The Diocese of Boise () is a Latin Church ecclesiastical territory or diocese of the Catholic Church in the northwestern U.S., encompassing the entire state of Idaho. It is led by Bishop Peter F. Christensen, whose seat is the Cathedral of St. John the Evangelist in Boise. The diocese is a suffragan diocese in the ecclesiastical province of the metropolitan Archdiocese of Portland.

History

Eighteenth and nineteenth century
The first Catholics to arrive in the territory that would eventually become the Diocese of Boise were French-Canadian fur trappers in the mid-eighteenth century. That remained the sole Catholic contact in the area until 1815, when 19 Iroquois migrated into Idaho from eastern Canada. These Iroquois had the rudiments of Catholic belief, and apparently spoke of the need for "black robes" to show the way to heaven. Thereafter, for the next twenty-five years, members of the Nez Perce and Flathead tribes made four journeys to St. Louis, Missouri, attempting to recruit a priest for their communities. Their efforts bore fruit when, in 1840, Father Pierre-Jean De Smet, S.J., a Belgian missionary, was appointed to minister to them. The first recorded Mass in Idaho was thus celebrated by Fr. De Smet on 22 July 1840 at Henry's Lake.

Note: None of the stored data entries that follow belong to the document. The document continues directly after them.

Issue #108, opened 2026-07-13
Quality benchmark (the one you asked for): int4 GLM-5.2 scores 62.5% mean acc_norm — but the scoring protocol is a confound; here's the experiment that would settle it


dnnspaul:
You flagged this as "the single most valuable thing a faster machine can contribute," so here it is: a full `./coli bench` run on the int4 container.

**Headline: the int4 model scores ~62.5% mean acc_norm, well below the 85–95% the README anticipates for full-precision GLM-5.2. The gap is larger than the sampling error — but I cannot attribute it to quantization yet, and I don't think anyone should until the control below is run.**

## Result

```
task                  n     acc  acc_norm
hellaswag            40   60.0%     67.5%
arc_challenge        40   62.5%     60.0%
mmlu                 40   60.0%     60.0%

MEAN acc_norm: 62.5% across 3 tasks
```

With Wilson 95% intervals (correct for n=40; the normal approximation is not):

| task | acc_norm | 95% CI |
|---|---|---|
| hellaswag | 67.5% | [52.0%, 79.9%] |
| arc_challenge | 60.0% | [44.6%, 73.7%] |
| mmlu | 60.0% | [44.6%, 73.7%] |
| **pooled (n=120)** | **62.5%** | **[53.6%, 70.6%]** |

Random baseline is 25% (4 options), so the model is clearly working — it is not broken, just well short of published figures. The pooled upper bound (70.6%) still sits ~15 points under the low end of your 85–95% expectation, and the deficit is *consistent across three independent tasks*, which is harder to explain as noise.

## Why I am NOT concluding "int4 costs 25 points"

Two confounds have to die first, and neither can be killed with this run alone:

**1. Scoring method vs published numbers.** This harness does 0-shot log-likelihood scoring (EleutherAI style). Published frontier-model scores of 85–95% are typically few-shot and/or CoT-prompted. GLM-5.2 is a *reasoning* model, and reasoning models are known to underperform their headline scores badly under raw log-likelihood MC scoring, because you never let them think. Some — possibly most — of this gap may be the scoring protocol, not the quantization. Notably `REFERENCE` in `tools/eval_glm.py` is still unfilled, so the harness itself has no calibrated comparison point.

**2. n=40 is small.** ±14pp per task. I'd want `--limit 200`+ before quoting any single task's number.

[...]

Issue #81, opened 2026-07-12
Rotation-preconditioned quant for streamed experts (int2/int3 quality) worth considering?


locallypwned:
Hello.
First off, this is a great project and the honest numbers table is refreshing to see.
A question, not a claim, because I'm not really a coder and I got here by reasoning from hardware constraints rather than from the math.
Your engine is disk-bound: a cold token costs ~11GB of expert reads, and you list int2/int3 quality sweeps as a next step. So bytes-per-expert is basically the whole lever for tok/s. The usual reason naive int2 isn't viable is that it collapses on quality. The standard fix for that is preconditioning the weights with an orthogonal rotation (WHT plus random sign flips) before quantizing, so the outliers get spread evenly across the block and the rounding hurts less. QuaRot, QuIP#, and the TurboQuant weight-quant follow-ups all use this.
The reason I think it fits your engine specifically is because the one real cost of the rotation is the inverse transform at dequant-on-use, which is compute. But you're disk-bound, not compute-bound (until the big-RAM machines where it goes matmul-bound). So in the regime you actually ship in, that extra compute should hide in the shadow of the disk wait you're already paying. If int2 becomes viable via the rotation, that's roughly half the disk reads per token, without the quality hit that kills naive int2, and the cost is close to free where you are.
I might be missing something obvious about why this doesn't map to your kernels, or it may already be on your list. If so I'd honestly like to know why it doesn't work. If it isn't, it seemed worth raising given your disk-bound numbers and your stated int2/int3 goal. Happy to point at the specific papers and threads if useful.

ZacharyZcR:
https://github.com/kacper-daftcode/vLLM-Moet Maybe you could take a look at this? I think it might be helpful. If you have any other ideas, please feel free to share them.

locallypwned:
> https://github.com/kacper-daftcode/vLLM-Moet Maybe you could take a look at this? I think it might be helpful. If you have any other ideas, please feel free to share them.

Thanks, but I don't think this is quite it. vLLM-Moet's tiering is VRAM-to-RAM only (no SSD), and its codec is a fixed codebook, not a Hadamard rotation. Still curious if anyone's tried the rotation angle specifically on a disk-paging setup.

ZacharyZcR:
I took another close look at your proposal. Are there any additional resources or projects I can use to learn more? Thank you.

locallypwned:
> I took another close look at your proposal. Are there any additional resources or projects I can use to learn more? Thank you.

[...]

PR #115, opened 2026-07-13
tools: add quant_ablation.py — A/B any quantization scheme against fp16, engine-free

dnnspaul:
Requested in #108. An engine-free way to A/B a quantization scheme against fp16 **before** committing to a 370 GB conversion.

## What it does

Comparing colibrì's score to a published model-card number can't measure quantization: this harness scores 0-shot log-likelihood, published numbers are few-shot/CoT, and that protocol gap can swamp the effect entirely.

This removes the confound **by construction** — take an fp16 model, push its weights through colibrì's *own* quantizer (quantize → dequantize, in place), and score both with the **same harness, same questions, same machine**. The only variable is the quantizer, so the delta *is* the quantization cost.

Quantizer math is replicated from `tools/convert_fp8_to_int4.py` (symmetric absmax, per-row scales) and generalised with an optional group size, so grouped schemes can be compared head-to-head with what ships today. Scheme grammar: `fp16 | int{2,4,8}[-g<N>][-nohead]`.

```sh
python tools/fetch_benchmarks.py --out ./bench --tasks hellaswag,arc_challenge,mmlu --limit 200
python tools/quant_ablation.py --model allenai/OLMoE-1B-7B-0924 --data ./bench \
    --tasks hellaswag,arc_challenge,mmlu --limit 200 \
    --schemes fp16,int4,int4-g64,int4-g128
```

## Results it produced (OLMoE-1B-7B, n=200/task — #108)

| scheme | hellaswag | arc_c | mmlu | mean | Δ vs fp16 |
|---|---|---|---|---|---|
| fp16 | 77.0% | 47.0% | 47.0% | 57.0% | — |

Fr. De Smet's Jesuit order constructed the first Catholic church in Idaho, built in 1843 along the St. Joe River (near the present-day town of St. Maries) under the leadership of Father Nicholas Point, S.J.. The mission was later moved to banks of the Coeur d'Alene River. The church, named after the Sacred Heart, is most commonly known as the Cataldo Mission. It is the oldest building in Idaho.

Until 1862, Catholicism in Idaho remained limited to the tribes of Native Americans in north. However, a gold rush began in 1862 that brought tens of thousands of people to the Boise basin, including a large number of Irish Catholics. President Abraham Lincoln created the Territory of Idaho in 1863, and Pope Pius IX followed up five years later in 1868 by declaring Idaho an apostolic vicariate. At that time, both the territory and the apostolic vicariate included the current state of Idaho and the western portions of Montana and Wyoming.

Louis Aloysius Lootens, a native of Belgium a priest of the Archdiocese of San Francisco, was named the first Vicar Apostolic of Idaho, being consecrated as such in the old St. Mary's Cathedral on August 9, 1868 by Archbishop Joseph S. Alemany. At the time, the population of Idaho consisted of approximately 20,000 people, of whom only 1,500 were Catholic. Shortly after his appointment, Bishop Lootens was called to Rome to participate in the First Vatican Council. When he returned to Idaho, he found that the gold rush had ended, leaving only scattered ghost towns in its wake. Lootens submitted his resignation, and moved to Victoria, British Columbia, where he died on January 12, 1898.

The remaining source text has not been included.